Gold and Silver Outlook for August 3-7

Never a dull moment for bullion investors in the past months: Last week, bullion prices bounced back, even though other major commodities mainly in the energy sector kept coming down. The rally came when the FOMC, wait for it, didn’t change the monetary policy – were you surprised as me? But the market considered this statement a bit more dovish and as such the expectations for a rate hike in September were revised down. This week, the main event of the week includes the non-farm payroll report that will be released on Friday. Other events and reports to consider are: U.S. core PCE, factory orders, manufacturing PMI, rate decisions of RBA, BOE and BOJ.  For the complete review for this week’s agenda see here.

 The Federal Reserve still seems to be on the fence on the timing of raising rates, at least based on the recent statement. The FOMC meeting concluded with no dissenters and the wording was little changed. The Fed showed a bit more optimism about the labor market, but inflation is still down and will remain so for a while. The decision to raise rates will be – again to surprise here – data depended.

This news, however, may have dragged down the odds of a rate hike as derived from the bonds market: As of last week, the implied probabilities of rate hike in September went down from 19% to 0%; for December the chances are still 55% — unchanged.

The GDP for Q2 was also released last week: The growth rate was 2.3%, year on year – slightly lower than market expectations.

Looking forward, the non-farm payroll report will be released and could move the bullion market: The current expectations are for a gain of 224K, which is close the growth in jobs back in June.
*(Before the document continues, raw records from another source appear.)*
PR #490, opened 2023-10-01
Add security warning to TrustStrategy implementations documentation

Marcono1234:
Tries to improve the documentation of `TrustAllStrategy` and `TrustSelfSignedStrategy` by mentioning their security implications and suggesting more secure alternatives.

For `TrustSelfSignedStrategy` it also documents what exactly the strategy does. Otherwise without looking at the implementation details users might erroneously think it is always necessary to use `TrustSelfSignedStrategy` when using self-signed certificates (even if they are also in the truststore), which is not the case.

Any feedback is appreciated!

### DIFF
--- a/httpclient5/src/main/java/org/apache/hc/client5/http/ssl/TrustAllStrategy.java
+++ b/httpclient5/src/main/java/org/apache/hc/client5/http/ssl/TrustAllStrategy.java
@@ -34,9 +34,15 @@ import org.apache.hc.core5.annotation.ThreadingBehavior;
 import org.apache.hc.core5.ssl.TrustStrategy;
 
 /**
- * A trust strategy that accepts all certificates as trusted. Verification of
- * all other certificates is done by the trust manager configured in the SSL
- * context.
+ * A trust strategy that accepts all certificates as trusted.
+ *
+ * <h2>Security Warning</h2>
+ * This trust strategy effectivels disables most security features of SSL / TLS,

Last time, the precious metal market didn’t react to the news as it wasn’t far off market estimates.

U.S.Labor Reports gold price and silver prices July 2 2015

Source: Bloomberg, BLS

In the past, there is a strong negative correlation between the deviation of the actual from market expectations in number of jobs added and the percent changes in bullion prices on the day the NFP report is released.  So if we were to see a lower-than-expected growth in jobs, this could push back up gold and silver prices. The last time there was a big miss that drove up bullion prices was back in April regarding the March report. For now, it doesn’t seem likely that we will see a sharp drop in jobs to below 200K.

Last week, the USD wasn’t much of factor in moving bullion prices. Because the USD remained nearly flat against major currencies.

By the end of the previous week, gold holdings in the GLD ETF fell again by 1.1% to 672.7; The ETF’s gold holding are down by 5.5% for the year, year-to-date.

What’s next?

The recent recovery in the bullion could be short lived. The market has adjusted to the lower possibility of a rate hike in September – let’s face it, it wasn’t so high to begin with. But if the upcoming NFP report doesn’t meet again market expectations, we could see another bounce in gold and silver prices. This scenario, however, isn’t likely and therefore it’s more plausible to see bullion prices resume their downward trend they have experienced in the past few months.